Your result should be the lines holding the word "still", copied from the entries below.

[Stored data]
------------------------------------------------

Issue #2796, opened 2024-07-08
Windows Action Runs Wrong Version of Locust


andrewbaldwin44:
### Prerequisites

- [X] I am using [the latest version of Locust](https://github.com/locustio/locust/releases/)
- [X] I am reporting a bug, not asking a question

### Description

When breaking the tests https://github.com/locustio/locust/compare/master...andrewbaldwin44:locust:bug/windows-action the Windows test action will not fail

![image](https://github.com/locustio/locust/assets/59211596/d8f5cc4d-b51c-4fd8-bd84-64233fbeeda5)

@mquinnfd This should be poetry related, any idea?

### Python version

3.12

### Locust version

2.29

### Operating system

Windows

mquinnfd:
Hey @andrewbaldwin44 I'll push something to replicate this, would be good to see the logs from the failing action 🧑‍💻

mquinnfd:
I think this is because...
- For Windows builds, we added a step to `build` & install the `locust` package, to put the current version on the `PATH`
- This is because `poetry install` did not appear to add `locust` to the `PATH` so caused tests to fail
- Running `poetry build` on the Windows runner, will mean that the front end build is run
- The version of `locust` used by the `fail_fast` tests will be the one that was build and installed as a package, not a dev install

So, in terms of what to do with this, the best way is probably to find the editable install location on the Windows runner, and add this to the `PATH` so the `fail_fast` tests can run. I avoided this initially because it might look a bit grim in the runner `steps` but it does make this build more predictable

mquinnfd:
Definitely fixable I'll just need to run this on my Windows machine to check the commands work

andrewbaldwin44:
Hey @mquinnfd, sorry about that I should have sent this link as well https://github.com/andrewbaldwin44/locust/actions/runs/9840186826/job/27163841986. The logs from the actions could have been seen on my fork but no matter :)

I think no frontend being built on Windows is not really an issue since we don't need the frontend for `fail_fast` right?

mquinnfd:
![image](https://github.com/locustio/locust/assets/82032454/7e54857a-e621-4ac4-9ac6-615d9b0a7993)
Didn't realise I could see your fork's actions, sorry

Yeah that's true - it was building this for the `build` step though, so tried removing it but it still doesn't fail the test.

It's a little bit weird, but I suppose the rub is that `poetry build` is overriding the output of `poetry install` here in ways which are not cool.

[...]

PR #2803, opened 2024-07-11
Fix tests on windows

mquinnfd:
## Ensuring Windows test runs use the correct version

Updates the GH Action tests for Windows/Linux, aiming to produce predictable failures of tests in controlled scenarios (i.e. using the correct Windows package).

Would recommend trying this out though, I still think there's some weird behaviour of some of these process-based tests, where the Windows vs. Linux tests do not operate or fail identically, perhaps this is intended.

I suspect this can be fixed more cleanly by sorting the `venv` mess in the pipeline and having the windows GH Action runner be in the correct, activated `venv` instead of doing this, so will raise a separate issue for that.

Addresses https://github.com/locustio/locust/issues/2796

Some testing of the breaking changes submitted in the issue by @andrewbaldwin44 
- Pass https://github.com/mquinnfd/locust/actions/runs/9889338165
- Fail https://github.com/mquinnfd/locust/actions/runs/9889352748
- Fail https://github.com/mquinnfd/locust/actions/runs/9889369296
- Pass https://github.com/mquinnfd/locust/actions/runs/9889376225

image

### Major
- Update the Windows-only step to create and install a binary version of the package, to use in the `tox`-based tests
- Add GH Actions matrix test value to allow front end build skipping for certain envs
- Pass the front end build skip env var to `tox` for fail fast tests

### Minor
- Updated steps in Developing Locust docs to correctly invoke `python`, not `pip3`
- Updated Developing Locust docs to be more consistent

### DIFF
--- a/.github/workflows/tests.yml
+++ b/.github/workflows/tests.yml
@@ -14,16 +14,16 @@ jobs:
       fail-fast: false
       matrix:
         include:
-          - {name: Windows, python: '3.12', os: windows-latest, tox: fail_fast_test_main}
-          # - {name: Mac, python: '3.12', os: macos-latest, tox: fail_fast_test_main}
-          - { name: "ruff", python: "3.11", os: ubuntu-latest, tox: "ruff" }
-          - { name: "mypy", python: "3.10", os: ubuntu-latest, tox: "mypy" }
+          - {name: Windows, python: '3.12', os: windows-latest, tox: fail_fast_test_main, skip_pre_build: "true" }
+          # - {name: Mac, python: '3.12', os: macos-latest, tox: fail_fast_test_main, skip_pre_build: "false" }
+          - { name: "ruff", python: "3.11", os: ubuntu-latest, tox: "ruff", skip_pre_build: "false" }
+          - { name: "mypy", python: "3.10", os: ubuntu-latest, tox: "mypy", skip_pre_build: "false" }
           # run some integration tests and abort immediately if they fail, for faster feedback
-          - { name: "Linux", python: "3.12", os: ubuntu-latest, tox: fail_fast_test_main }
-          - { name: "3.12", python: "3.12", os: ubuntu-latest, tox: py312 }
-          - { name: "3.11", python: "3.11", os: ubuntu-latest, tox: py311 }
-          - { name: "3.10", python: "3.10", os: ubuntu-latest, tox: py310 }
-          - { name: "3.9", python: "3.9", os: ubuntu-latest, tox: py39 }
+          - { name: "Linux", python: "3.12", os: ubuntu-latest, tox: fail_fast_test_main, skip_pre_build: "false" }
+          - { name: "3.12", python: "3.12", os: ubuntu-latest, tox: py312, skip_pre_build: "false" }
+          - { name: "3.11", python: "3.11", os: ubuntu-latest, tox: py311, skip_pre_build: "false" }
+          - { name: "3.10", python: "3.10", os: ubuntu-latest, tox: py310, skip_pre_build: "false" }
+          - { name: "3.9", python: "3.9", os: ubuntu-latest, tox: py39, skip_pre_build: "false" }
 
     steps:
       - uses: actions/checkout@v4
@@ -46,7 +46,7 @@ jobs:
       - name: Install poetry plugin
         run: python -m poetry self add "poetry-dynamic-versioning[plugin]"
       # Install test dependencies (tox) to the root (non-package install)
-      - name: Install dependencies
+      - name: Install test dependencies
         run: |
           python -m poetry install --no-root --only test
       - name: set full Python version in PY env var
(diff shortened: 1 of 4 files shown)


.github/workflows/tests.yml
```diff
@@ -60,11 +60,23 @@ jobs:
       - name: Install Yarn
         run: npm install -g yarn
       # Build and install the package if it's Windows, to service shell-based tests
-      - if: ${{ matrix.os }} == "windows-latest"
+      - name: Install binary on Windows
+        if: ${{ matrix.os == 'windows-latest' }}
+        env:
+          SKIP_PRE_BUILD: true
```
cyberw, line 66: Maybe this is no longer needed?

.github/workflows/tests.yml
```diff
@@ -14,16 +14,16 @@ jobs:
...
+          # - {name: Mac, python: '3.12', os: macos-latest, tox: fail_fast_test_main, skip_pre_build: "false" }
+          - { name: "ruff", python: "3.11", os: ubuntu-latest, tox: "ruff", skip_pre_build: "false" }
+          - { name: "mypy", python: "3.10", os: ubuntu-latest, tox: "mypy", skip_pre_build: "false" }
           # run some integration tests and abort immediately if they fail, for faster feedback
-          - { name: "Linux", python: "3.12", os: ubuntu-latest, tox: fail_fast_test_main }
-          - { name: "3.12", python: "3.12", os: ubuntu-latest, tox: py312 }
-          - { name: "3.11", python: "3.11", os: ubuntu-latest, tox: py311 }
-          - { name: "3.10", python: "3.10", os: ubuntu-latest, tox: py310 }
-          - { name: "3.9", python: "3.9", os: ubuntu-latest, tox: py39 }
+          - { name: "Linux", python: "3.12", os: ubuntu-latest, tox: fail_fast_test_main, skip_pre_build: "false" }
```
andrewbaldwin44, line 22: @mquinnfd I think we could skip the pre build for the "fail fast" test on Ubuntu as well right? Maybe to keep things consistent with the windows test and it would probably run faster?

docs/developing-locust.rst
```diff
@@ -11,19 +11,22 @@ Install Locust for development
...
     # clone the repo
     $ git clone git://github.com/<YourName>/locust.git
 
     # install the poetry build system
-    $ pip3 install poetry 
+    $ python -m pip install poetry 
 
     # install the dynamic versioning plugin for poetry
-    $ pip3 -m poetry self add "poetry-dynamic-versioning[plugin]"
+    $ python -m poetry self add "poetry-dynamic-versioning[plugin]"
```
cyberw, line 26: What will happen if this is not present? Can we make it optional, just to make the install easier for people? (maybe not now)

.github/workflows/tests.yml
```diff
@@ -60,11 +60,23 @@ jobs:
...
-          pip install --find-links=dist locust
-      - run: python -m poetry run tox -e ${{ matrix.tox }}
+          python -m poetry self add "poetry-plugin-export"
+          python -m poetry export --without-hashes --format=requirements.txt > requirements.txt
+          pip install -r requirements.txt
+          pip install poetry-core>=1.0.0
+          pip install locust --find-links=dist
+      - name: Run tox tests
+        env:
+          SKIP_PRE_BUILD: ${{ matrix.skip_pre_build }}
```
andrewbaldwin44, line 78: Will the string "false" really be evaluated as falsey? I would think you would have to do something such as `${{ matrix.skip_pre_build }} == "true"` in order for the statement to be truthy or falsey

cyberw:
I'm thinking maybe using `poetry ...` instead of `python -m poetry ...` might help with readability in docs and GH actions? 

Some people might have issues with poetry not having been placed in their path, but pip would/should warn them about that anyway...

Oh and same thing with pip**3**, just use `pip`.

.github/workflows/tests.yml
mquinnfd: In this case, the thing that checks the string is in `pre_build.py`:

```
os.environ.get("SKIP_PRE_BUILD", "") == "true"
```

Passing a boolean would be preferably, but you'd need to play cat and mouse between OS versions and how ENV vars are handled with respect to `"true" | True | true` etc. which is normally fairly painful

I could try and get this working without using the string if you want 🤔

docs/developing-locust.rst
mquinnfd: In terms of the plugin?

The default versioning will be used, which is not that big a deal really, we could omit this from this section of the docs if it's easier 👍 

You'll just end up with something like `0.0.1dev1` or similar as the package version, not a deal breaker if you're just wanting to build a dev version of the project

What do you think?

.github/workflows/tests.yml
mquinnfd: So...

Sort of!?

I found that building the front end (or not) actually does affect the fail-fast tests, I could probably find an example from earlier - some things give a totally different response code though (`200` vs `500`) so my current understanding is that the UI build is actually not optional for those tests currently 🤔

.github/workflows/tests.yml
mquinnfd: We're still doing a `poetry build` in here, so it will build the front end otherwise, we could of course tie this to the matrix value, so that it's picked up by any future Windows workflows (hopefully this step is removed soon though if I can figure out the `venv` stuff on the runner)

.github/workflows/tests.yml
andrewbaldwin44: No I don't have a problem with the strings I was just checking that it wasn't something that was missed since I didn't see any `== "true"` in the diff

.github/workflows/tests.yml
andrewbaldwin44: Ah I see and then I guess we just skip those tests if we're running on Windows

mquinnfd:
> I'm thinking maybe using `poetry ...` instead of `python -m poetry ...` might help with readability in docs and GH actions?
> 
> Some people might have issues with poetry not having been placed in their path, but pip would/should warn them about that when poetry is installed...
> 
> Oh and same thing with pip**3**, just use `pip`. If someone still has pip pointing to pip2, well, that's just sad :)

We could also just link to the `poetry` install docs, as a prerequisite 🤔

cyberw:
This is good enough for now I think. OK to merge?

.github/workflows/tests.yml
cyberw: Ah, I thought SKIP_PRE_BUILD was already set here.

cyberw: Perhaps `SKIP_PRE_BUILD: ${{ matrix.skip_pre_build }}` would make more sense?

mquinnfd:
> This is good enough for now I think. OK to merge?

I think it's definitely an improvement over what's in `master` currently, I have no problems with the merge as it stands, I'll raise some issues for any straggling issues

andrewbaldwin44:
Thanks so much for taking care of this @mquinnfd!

------------------------------------------------

* **EXPECTED ANSWER**
Yeah that's true - it was building this for the `build` step though, so tried removing it but it still doesn't fail the test.
Would recommend trying this out though, I still think there's some weird behaviour of some of these process-based tests, where the Windows vs. Linux tests do not operate or fail identically, perhaps this is intended.
mquinnfd: We're still doing a `poetry build` in here, so it will build the front end otherwise, we could of course tie this to the matrix value, so that it's picked up by any future Windows workflows (hopefully this step is removed soon though if I can figure out the `venv` stuff on the runner)
> Oh and same thing with pip**3**, just use `pip`. If someone still has pip pointing to pip2, well, that's just sad :)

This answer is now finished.